Prudence comes to risk weights near you November 30, 2012 at 7:23 am

The press release for the most recent UK financial policy committee is interesting:

In today’s Report we draw attention to three reasons that lead us to think that UK banks’ capital ratios – and hence the buffers available to absorb unexpected losses – are currently overstated. First, expected future credit losses may be understated; second, costs arising from past failures of conduct may not be fully recognised; and third, the risk weights used by banks in calculating their capital ratios may be too optimistic… The FPC therefore recommends that the FSA takes action to ensure that the capital of UK banks and building societies reflects a proper valuation of their assets, a realistic assessment of future conduct costs, and prudent calculation of risk weights. Where such action reveals that capital buffers need to be strengthened to absorb losses and sustain credit availability in the event of stress, the FSA should ensure that firms either raise capital or take steps to restructure their business and balance sheets in ways that do not hinder lending to the real economy.

(Emphasis mine.)


Update. You can find more on this from Matt Levine here. The new financial stability review is here: capital junkies will want to see in particular charts 3.18, 3.19 and 3.20.
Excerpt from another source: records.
PR #1137, opened 2021-03-15
New Control: Tabview

tznind:
Hey.  I have created a new control that replicates tabs (like browsers, notepad++ etc).

I have added 2 scenarios

 - TabViewExample.cs demonstrates a range of tabs (100 tabs)
 - Notepad.cs demonstrates creating/removing tabs dynamically

tabs

### DIFF
--- a/Terminal.Gui/Views/TabView.cs
+++ b/Terminal.Gui/Views/TabView.cs
@@ -1,0 +1,192 @@
+using NStack;
+using System;
+using System.Collections.Generic;
+using System.Data;
+using System.Linq;
+
+namespace Terminal.Gui {
+
+	/// <summary>
+	/// A single tab in a <see cref="TabView"/>
+	/// </summary>
+	public class Tab {
+		private ustring text;
+
+		/// <summary>
+		/// The text to display in a <see cref="TabView"/>
+		/// </summary>
+		/// <value></value>
+		public ustring Text { get => text ?? "Unamed"; set => text = value; }
+
+		/// <summary>
+		/// The control to display when the tab is selected
+		/// </summary>
+		/// <value></value>
+		public View View { get; set; }
+
+		/// <summary>
+		/// Creates a new unamed tab with no controls inside
+		/// </summary>
+		public Tab ()
+		{
+
+		}
+
+		/// <summary>
+		/// Creates a new tab with the given text hosting a view
+		/// </summary>
+		/// <param name="text"></param>
+		/// <param name="view"></param>
+		public Tab (string text, View view)
+		{
+			this.Text = text;
+			this.View = view;
+		}
+	}
+
+	/// <summary>
+	/// Describes render stylistic selections of a <see cref="TabView"/>
+	/// </summary>
+	public class TabStyle{
+
+        /// <summary>
+        /// True to show the top lip of tabs.  False to directly begin with tab text during 
+        /// rendering.  When true header line occupies 3 pixels, when false only 2.
+        /// Defaults to true.
+        /// 
+        /// <para>When <see cref="TabsOnBottom"/> is enabled this instead applies to the
+        ///  bottomost line of the control</para>
+        /// </summary> 
+        public bool ShowHeaderOverline {get;set;} = true;
+
+        /// <summary>
+        /// True to render tabs at the bottom of the view instead of the top
+        /// </summary>
+        public bool TabsOnBottom {get;set;} = false;
+
+    }
+
+    /// <summary>
+    /// Control that hosts multiple sub views, presenting a single one at once
+    /// </summary>
+    public class TabView : View
+    {
+        /// <summary>
+        /// All tabs currently hosted by the control, after making changes call <see cref="View.SetNeedsDisplay()"/>
+        /// </summary>
+        /// <value></value>
+        public List<Tab> Tabs {get;set;} = new List<Tab>();
+
+        /// <summary>
+        /// The currently selected member of <see cref="Tabs"/> chosen by the user
+        /// </summary>
+        /// <value></value>
+        public Tab SelectedTab {get;set;}
+
+        /// <summary>
+        /// Render choices for how to display tabs
+        /// </summary>
+        /// <value></value>
+        public TabStyle Style {get;set;} = new TabStyle();  
+
+		///<inheritdoc/>
+		public override void Redraw (Rect bounds)
+		{
+            Move(0,0);
+
+            var tabLocations = MeasureTabs().ToArray();
+            var width = bounds.Width;
+
+            int currentLine = 0;
+
+            if(Style.ShowHeaderOverline){
+                RenderOverline(tabLocations,width);
+                currentLine++;
+            }
+
+            Move(0,currentLine);
+
+            foreach(var toRender in tabLocations){
+
+                Move(toRender.X,currentLine);
+                Driver.AddStr(toRender.Tab.Text);
+            }
+        }
+
+		private void RenderOverline (TabToRender[] tabLocations, int width)
+		{
+            // Renders the top line of selected tab like 
+            //          
+
+            Move(0,0);
+
+            var selected = tabLocations.FirstOrDefault(t=>t.IsSelected);
+
+            // Clear out everything
+            Driver.AddStr(new string(' ',width));
+
+            // Nothing is selected... odd but we are done
+            if(selected == null)
+            {
+                return;
+            }
+
+
+            Move(0,selected.X-1);
+            Driver.AddRune(Driver.ULCorner);
+
+            for(int i= 0; i < selected.Width ;i++){
+
+                if(selected.X+i > width)
+                {
+                    // we ran out of space horizontally
+                    return ;
+                }
+
+                Driver.AddRune(Driver.HLine);
+            }
+
+            // Add the end of the selected tab
+            Driver.AddRune(Driver.URCorner);		    
+                
+		}
+
+		/// <summary>
+		/// Returns which tabs to render at each x location
+		/// </summary>
+		/// <returns></returns>
+		private IEnumerable<TabToRender> MeasureTabs()
+		{
+            int i=1;
+            var toReturn = new Dictionary<int,Tab>();
+
+            foreach(var tab in Tabs)
+            {
+                var tabTextWidth = tab.Text.Sum(c=>Rune.ColumnWidth(c));
+                yield return new TabToRender(i,tab,Equals(SelectedTab,tab),tabTextWidth);
+                i += tabTextWidth + 1;
+            }
+		}
+
+        private class TabToRender{
+            public int X {get;set;}
+            public Tab Tab {get;set;}
+
+            /// <summary>
+            /// True if the tab that is being rendered is the selected one
+            /// </summary>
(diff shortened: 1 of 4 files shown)


tig:
AWESOME!!!

BDisp:
@tznind to avoid the `ValidatePosDim` error and force changes on `Pos` or `Dim`, it's necessary to set the Layout to `Absolute` first. See the `Update` method in the Button.cs. I made this to avoid break the `Layout.Computed` inadvertently.

tznind:
> @tznind to avoid the `ValidatePosDim` error and force changes on `Pos` or `Dim`, it's necessary to set the Layout to `Absolute` first. See the `Update` method in the Button.cs. I made this to avoid break the `Layout.Computed` inadvertently.

Cool, I thought it was something like that.

I can change it to 
```
tabsBar.LayoutStyle = LayoutStyle.Absolute;
tabsBar.Y = 0;
tabsBar.LayoutStyle = LayoutStyle.Computed;
```

or I can leave it how it is (and remove comment about `ValidatePosDim`)?
```
tabs.Y = Pos.Percent(0);
```

Let me know which you would prefer or if there is a better approach.

BDisp:
You can maintain the comment about `ValidatePosDim` to alert others. I should alert in the exception to change from `Computed` to `Absolute` if it is the case. May be later if it another change is needed.
You can do in the way you like more. In the `Button.cs` I save the Layout to a variable and restore it again. If you think the `Percent` works well, leave it as it is. You are doing a great job. Thanks.

tznind:
Cool, thanks for explaining, it makes sense.  I will leave it as `Percent.Pos` then.

TabView has 2 private subviews.  One for the line of the tabs (text and tab outline) and one for the content area (inside the current tab frame).

The `ApplyStyleChanges` method (which is where `Pos.Percent` code is) all relates to these private views so shouldn't run into any state based issues imposed by the API user (i.e. the layout of the TabView itself should not matter).

UICatalog/Scenarios/TabViewExample.cs
```diff
@@ -0,0 +1,210 @@
...
+			var menu = new MenuBar (new MenuBarItem [] {
+				new MenuBarItem ("_File", new MenuItem [] {
+
+					new MenuItem ("_Add Blank Tab", "", () => AddBlankTab()),
+
+					new MenuItem ("_Clear SelectedTab", "", () => tabView.SelectedTab=null),
+					new MenuItem ("_Quit", "", () => Quit()),
+				}),
+				new MenuBarItem ("_View", new MenuItem [] {
+					miShowTopLine = new MenuItem ("_Show Top Line", "", () => ShowTopLine()){
```
tig, line 38: Note how you use different words to describe this flag in UI ("Show Top Line") vs. code (`ShowHeaderOverline). Please consider how this would all be simpler if you used consistent terminology. I've always found that "what makes sense to the end-user will make sense to the programmer" (not the other way around).

tig:
I pulled it down locally and played. Lovely!!!!

Some Feedback:

* The Notepad sample when loaded by default looks confusing. There's just a horizontal line across the screen and it looks like a bug/painting error. This is because you are not following the "New" codepath at  startup.  
  * Related to this, I think a default 'empty' Tab, with no name should still LOOK like a tab. Right?
  * I really find that when "Show Top Line" is off (which Notepad uses by default) looks confusing. I understand how it 'wastes' a row, but I'd be surprised if many apps actually use it. Consider just removing this style initially in the spirit of removing  complexity from "Minimally Loveable Product" (MLP) release.


More in review feedback.

UICatalog/Scenarios/TabViewExample.cs
```diff
@@ -0,0 +1,210 @@
...
+			var frameRight = new FrameView ("About") {
+				X = Pos.Right (tabView),
+				Y = 0,
+				Width = Dim.Fill (),
+				Height = Dim.Fill (),
+			};
+
+
+			frameRight.Add (new TextView () {
+				Text = @"This demos the tabs control
```
tig, line 90: When I run this I see 

```
This demos the tabs contro
Switch between tabs using cursor key
```
(the `l` in `control` is not drawn)

Terminal.Gui/Views/TabView.cs
```diff
@@ -0,0 +1,794 @@
...
+				// if there are mmore tabs to the right not visible
+				if (tabLocations.LastOrDefault ()?.Tab != host.Tabs.LastOrDefault ()) {
+					Move (width - 1, y);
+
+					// indicate that
+					Driver.AddRune (Driver.RightArrow);
+				}
+			}
+
+			public override bool MouseEvent (MouseEvent me)
```
tig, line 729: I can't get the left/right arrows to scroll tabs in the `Tab View` sample with mouse (in cmd.exe, which should work).

UICatalog/Scenarios/TabViewExample.cs
```diff
@@ -0,0 +1,210 @@
...
+			var frameBelow = new FrameView ("Bottom Frame") {
+				X = 0,
+				Y = Pos.Bottom (tabView),
+				Width = tabView.Width,
+				Height = Dim.Fill (),
+			};
+
+
+			frameBelow.Add (new TextView () {
+				Text = @"This frame exists to check you can still tab here
```
tig, line 111: Same here (`her`) is displayed insetead of (`here`).

Terminal.Gui/Views/TabView.cs
```diff
@@ -0,0 +1,794 @@
...
+	}
+
+	/// <summary>
+	/// Describes render stylistic selections of a <see cref="TabView"/>
+	/// </summary>
+	public class TabStyle {
+
+		/// <summary>
+		/// True to show the top lip of tabs.  False to directly begin with tab text during 
+		/// rendering.  When true header line occupies 3 pixels, when false only 2.
```
tig, line 54: We use the terms `rows` and `cols` or `columns`, not pixels. Please be consistent.

Terminal.Gui/Views/TabView.cs
```diff
@@ -0,0 +1,794 @@
...
+		/// Defaults to true.
+		/// 
+		/// <para>When <see cref="TabsOnBottom"/> is enabled this instead applies to the
+		///  bottomost line of the control</para>
```
tig, line 58: bottommost (two m)

Terminal.Gui/Views/TabView.cs
```diff
@@ -0,0 +1,794 @@
...
+		/// <summary>
+		/// When there are too many tabs to render, this indicates the first
+		/// tab to render on the screen.
+		/// </summary>
+		/// <value></value>
+		public int TabScrollOffset { get; set; }
+
+		/// <summary>
+		/// The maximum number of characters to render in a Tab header.  This prevents one long tab 
+		/// from pushing out all the others. Values less than 0 are ignored
```
tig, line 113: If values less than 0 are ignored, why not make the type a `uint`?

Terminal.Gui/Views/TabView.cs
```diff
@@ -0,0 +1,794 @@
...
+		}
+
+
+		/// <summary>
+		/// Removes the given <paramref name="tab"/> from <see cref="Tabs"/>.
+		/// Optionally disposes the tabs hosted <see cref="Tab.View"/>>
+		/// </summary>
+		/// <param name="tab"></param>
+		/// <param name="dispose">True to dispose of the tabs control</param>
+		public void RemoveTab (Tab tab, bool dispose)
```
tig, line 451: I wonder (I have no idea if my intution is correct, so please debate) if it would just be simpler for you to have the documentation say "caller is responsible for disposing any Tabs added". 

You don't normally see APIs on .NET classes that include a `dispose` option.

UICatalog/Scenarios/Notepad.cs
```diff
@@ -0,0 +1,242 @@
...
+		{
+			Win.Title = this.GetName ();
+			Win.Y = 1; // menu
+			Win.Height = Dim.Fill (1); // status bar
+			Top.LayoutSubviews ();
+
+			var menu = new MenuBar (new MenuBarItem [] {
+				new MenuBarItem ("_File", new MenuItem [] {
+					new MenuItem ("_New", "", () => New()),
+					new MenuItem ("_Open", "", () => Open()),
```
tig, line 31: When I choose this two bad things happen:

1. The `Ok` button in the fIle open dialog doesn't say `Ok`
2. If I ht `tab` 5 times the app crashes.

I think you're doing something wrong in your File Open dialog calling code. I can't reproduce this using the `Editor` scenario.

tig: Note "Save As" seems to work fine.

tig (changes requested):
Please add unit tests.

I've added some additional review comments in the code. most of them are just suggestions for your consideration. 

This is really amazing work and I'm excited to be able to merge it in!!!! Thank you!!!!

UICatalog/Scenarios/Notepad.cs
tznind: Think it was calling the blank constructor that was causing this problem.  I resolved it by using the strings constructor.

BDisp: @tznind please check if it will also throws exception in the `UICatalog` `All Views Tester`.

UICatalog/Scenarios/TabViewExample.cs
tznind: Think this was down to using `@""` notation with newlines in source.  I fixed by changing to regular string `"some\ntext"`

UICatalog/Scenarios/Notepad.cs
tznind: Ok have figured out what I did wrong.  I used `FileDialog` instead of `OpenDialog`.  But it does seem that there is a bug when using `FileDialog()` blank constructor that results in the Open button having no text and crashing when Tabbed to.  Do you want me to raise a seperate issue for that?

tznind:
Thanks for the indepth review! I think I have fixed all the issues you raised.  Let me know if I missed any or misinterpreted any.

**When there are no Tabs**
Now when there are no Tabs the TabView its behaviour is:

- If `ShowBorder` is on then the border is rendered but the rest is blank
- If `ShowBorder` is off then control is completely blank

I thought about adding a blank tab in the case when there are no tabs but thought that would be confusing and not consistent with the other views like ListView which is just blank when there are no items.

I have added a call to `New()` at the start of the Notepad Scenario so it looks better when it first appears (consistent with notepad++ etc)

**ShowTopLine**

I have removed the setting of `ShowTopLine=false`  from the `Notepad` scenario.  

The default value is true for `ShowTopLine`. 

I think there are still some corner cases where it could be useful to cut down on the amount of vertical space taken up by TabView (e.g. when you want to show 2 tab views one above the other).  Let me know if you really don't want it in and I can delete the code for it.

UICatalog/Scenarios/Notepad.cs
tig: Yes, I think you should.

tig (approved):

tig:
I chatted with @migueldeicaza and we both agree this should be merged! Well done!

3 Responses to “Prudence comes to risk weights near you”

  1. David, the link to the Levine article is 404. Don’t want to have folks miss out on that colorful character! Regards

  2. Thanks Jay. I’m not sure what is going on though as it works for me… sorry I can’t fix it as it doesn’t appear to be broken.

  3. Those interested in how banks make money should look at Chart 3.23 and consider what this may means for the future cost of banking services.